Genomics and Functional Genomics of Malignant Pleural Mesothelioma


Cakiroglu E., Şentürk Ş.

INTERNATIONAL JOURNAL OF MOLECULAR SCIENCES, vol.21, no.17, 2020 (SCI-Expanded) identifier identifier identifier

  • Publication Type: Article / Review
  • Volume: 21 Issue: 17
  • Publication Date: 2020
  • Doi Number: 10.3390/ijms21176342
  • Journal Name: INTERNATIONAL JOURNAL OF MOLECULAR SCIENCES
  • Journal Indexes: Science Citation Index Expanded (SCI-EXPANDED)
  • Keywords: malignant pleural mesothelioma, genomics, functional genomics, next-generation sequencing, RNAi and CRISPR screens, POTENTIAL THERAPEUTIC TARGETS, TUMOR-SUPPRESSOR, GROWTH-FACTOR, GENE-EXPRESSION, MOUSE MODEL, MESENCHYMAL TRANSITION, LUNG ADENOCARCINOMA, SOMATIC MUTATIONS, BAP1 ALTERATIONS, INHIBITS GROWTH
  • Dokuz Eylül University Affiliated: Yes

Abstract

Malignant pleural mesothelioma (MPM) is a rare, aggressive cancer of the mesothelial cells lining the pleural surface of the chest wall and lung. The etiology of MPM is strongly associated with prior exposure to asbestos fibers, and the median survival rate of the diagnosed patients is approximately one year. Despite the latest advancements in surgical techniques and systemic therapies, currently available treatment modalities of MPM fail to provide long-term survival. The increasing incidence of MPM highlights the need for finding effective treatments. Targeted therapies offer personalized treatments in many cancers. However, targeted therapy in MPM is not recommended by clinical guidelines mainly because of poor target definition.

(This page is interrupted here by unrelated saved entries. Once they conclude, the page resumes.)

PR #2233, opened 2019-05-18
The Javadoc for Range.strictlyContains now fits its implementation

### LINKED ISSUE #2231: Javadoc of Range.strictlyContains doesn't match its implementation
The Javadoc for `Range.strictlyContains` is as follows:
```
/**
     * Do this strictly contains other? It means that this has to be larger than other and it has to start as other
     * or before and end as other or after.
     */
```
However, the implementation does not account for the `start as other` part. the implementation is currently as follows:
```
    public boolean strictlyContains(Range other) {
        return begin.isBefore(other.begin) && end.isAfter(other.end);
    }
```

However, according to the Javadoc I'd expect it to be like this:
```
public boolean strictlyContains(Range other) {
        return (begin.isBefore(other.begin) || begin.equals(other.begin))&& end.isAfter(other.end);
    }
```

Which one is correct: the Javadoc (which has my preference) or the implementation? I can change it via a PR, but first wanted to verify this problem via an issue.  The `strictlyContains` method does not seem to be used anywhere else in Javaparser, so I assume changing the implementation to the one staged above wouldn't be an issue.

SimonBaars:
Fixes #2231.

### DIFF
--- a/javaparser-core/src/main/java/com/github/javaparser/Range.java
+++ b/javaparser-core/src/main/java/com/github/javaparser/Range.java
@@ -82,8 +82,8 @@ public class Range {
     }
 
     /**
-     * Does this strictly contain other? It means that this has to be larger than other and it has to start before other
-     * and end after other.
+     * Does this strictly contain other? It means that this has to be larger than other and it has to start before
+     * other and end after other.
      */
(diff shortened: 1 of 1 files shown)


matozoid:
Perfect!

PR #2238, opened 2019-05-21
Added encoding parameters to all save functions

### LINKED ISSUE #2237: The save() Method of CompilationUnit should not hardcode its encoding
Hey guys, I noticed something while working on a codebase which has to be encoded using ISO-8859-1. The save Function of CompilationUnit currently has no way of specifying the Charset.
```java
public void save(Function<CompilationUnit, String> makeOutput) {
    try {
        Files.createDirectories(path.getParent());
        final String code = makeOutput.apply(getCompilationUnit());
        Files.write(path, code.getBytes(UTF8));
    } catch (IOException e) {
        throw new RuntimeException(e);
    }
 }
```
Shouldn't it be possible to pass an optional Charset to this Method? Like this:

```java
public void save(Function<CompilationUnit, String> makeOutput, charset: Charset) { 
    ...
    Files.write(path, code.getBytes(charset));
    ...
}
```
Or is there any reason for this behaviour? If you want me to, I could create a PR for this

Funkschy:
Closes #2237.
Added a bunch of optional Parameters for the various save methods, to allow users to specify a file encoding.
When the user does not specify an encoding we should use the encoding of ParserConfiguration.
Also added the encoding to CompilationUnit.Storage

### DIFF
--- a/javaparser-core/src/main/java/com/github/javaparser/JavaParser.java
+++ b/javaparser-core/src/main/java/com/github/javaparser/JavaParser.java
@@ -173,7 +173,7 @@ public final class JavaParser {
     @Deprecated
     public ParseResult<CompilationUnit> parse(final File file, final Charset encoding) throws FileNotFoundException {
         ParseResult<CompilationUnit> result = parse(COMPILATION_UNIT, provider(file, encoding));
-        result.getResult().ifPresent(cu -> cu.setStorage(file.toPath()));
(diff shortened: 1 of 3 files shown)


matozoid:
This is absolutely wonderful!

Funkschy:
@matozoid this project is absolutely wonderful, I'm happy to help, even though it's just a small thing.
Thank you for your hard work :)

PR #2240, opened 2019-05-22
Use the encoding from the config in tryParse()

Funkschy:
I only changed the methods related to save() in my PR yesterday, but today i realised,
that the Parser should also use the configured encoding in the parse Method.
With this change, it is now possible to parse statements like 'int äöü = 0' and save them
with the same encoding used in the original file.


matozoid:
Thanks again!

PR #2244, opened 2019-05-24
Return early when searching for a method without parameters

maartenc:
When searching for methods without parameters, you can stop searching when you find one in the given class. 

Although this PR shouldn't change the behaviour of the method, it fixes an issue I encounter when trying to resolve a method without having the full class hierarchy in my classpath. As an extra benefit, it should make method-resolution a little bit faster for methods without parameters :)


matozoid:
It's Tomassetti Time again! @ftomassetti

maartenc:
Sorry @matozoid , the next issue I'll create will be for you ;-)

ftomassetti:
I guess that also this makes sense. Still, you should put all your
dependencies on the silver, not relying on tricks :)
Yet it seems a very common case so the optimization seems very useful
Thank you!
BTW, what are you building with JavaParser?

PR #2267, opened 2019-06-12
Re-implemented unicode preprocessor

### LINKED ISSUE #1930: Clean up unicode preprocessor
See  #1928

Specifically:
- the code has a lot of redundant stuff in it.
- it throws a runtime exception when a bad escape is encountered (like `\uz`). It should just pass those characters through. (Which is expected behaviour starting from Java 12, but is nice to have earlier too, because the bad escapes get passed into the parser which can produce a decent error instead of a runtime exception.)

haumacher:
Fixes #1930.


matozoid:
Thanks!

PR #2268, opened 2019-06-13
Issue2258: NullType must not fail matchTypeParameters

### LINKED ISSUE #2258: Type resolution issue of static methods call expressions
Hi,

I ran into a problem when calling calculateResolvedType() on a MethodCallExpr.
It seems that the call would throw an UnsupportedOperationException when:
1. The called method is static
2. The expression calls the method in the format of "{class name}.{method name}" (the {class name} part is not omitted)
3. A parameter of the method has an array type
4. The actual parameter passed to that array-type parameter is null

Here's an example piece of code to reproduce the issue:
```
public class TestClass {

	public static void foo(Object[] nullable) {
		System.out.println("Verify program execution."); // This line is not necessary.
	}

		TestClass.foo(null);
	}
}
```
JavaParser throws when it is resolving the type of the call in the main method.
The stack trace looks like:
```
java.lang.UnsupportedOperationException: com.github.javaparser.symbolsolver.model.typesystem.NullType
	at com.github.javaparser.symbolsolver.javaparsermodel.contexts.MethodCallExprContext.matchTypeParameters(MethodCallExprContext.java:361)
	at com.github.javaparser.symbolsolver.javaparsermodel.contexts.MethodCallExprContext.resolveMethodTypeParameters(MethodCallExprContext.java:345)
	at com.github.javaparser.symbolsolver.javaparsermodel.contexts.MethodCallExprContext.solveMethodAsUsage(MethodCallExprContext.java:86)
	at com.github.javaparser.symbolsolver.javaparsermodel.JavaParserFacade.solveMethodAsUsage(JavaParserFacade.java:584)
	at com.github.javaparser.symbolsolver.javaparsermodel.TypeExtractor.visit(TypeExtractor.java:267)
	at com.github.javaparser.symbolsolver.javaparsermodel.TypeExtractor.visit(TypeExtractor.java:44)
	at com.github.javaparser.ast.expr.MethodCallExpr.accept(MethodCallExpr.java:115)
	at com.github.javaparser.symbolsolver.javaparsermodel.JavaParserFacade.getTypeConcrete(JavaParserFacade.java:448)
	at com.github.javaparser.symbolsolver.javaparsermodel.JavaParserFacade.getType(JavaParserFacade.java:310)
	at com.github.javaparser.symbolsolver.javaparsermodel.JavaParserFacade.getType(JavaParserFacade.java:292)
	at com.github.javaparser.symbolsolver.JavaSymbolSolver.calculateType(JavaSymbolSolver.java:250)
	at com.github.javaparser.ast.expr.Expression.calculateResolvedType(Expression.java:564)
```

For now, I'm using the workaround of calling resolve() on the method call expression and then getting the return type of the resolved method. This seems to work fine.
I thought it would be nicer if calculateResolvedType() works as well.

jlerbsc:
Fixes #2258. Accept NullType when trying to match type parameters on MethodCallExpr

### DIFF
--- a/javaparser-symbol-solver-core/src/main/java/com/github/javaparser/symbolsolver/javaparsermodel/contexts/MethodCallExprContext.java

A better understanding of the molecular and cellular mechanisms and the predictors of poor clinical outcomes of MPM is required to identify novel targets and develop precise and effective treatments. Recent advances in the genomics and functional genomics fields have provided groundbreaking insights into the genomic and molecular profiles of MPM and enabled the functional characterization of the genetic alterations. This review provides a comprehensive overview of the relevant literature and highlights the potential of state-of-the-art genomics and functional genomics research to facilitate the development of novel diagnostics and therapeutic modalities in MPM.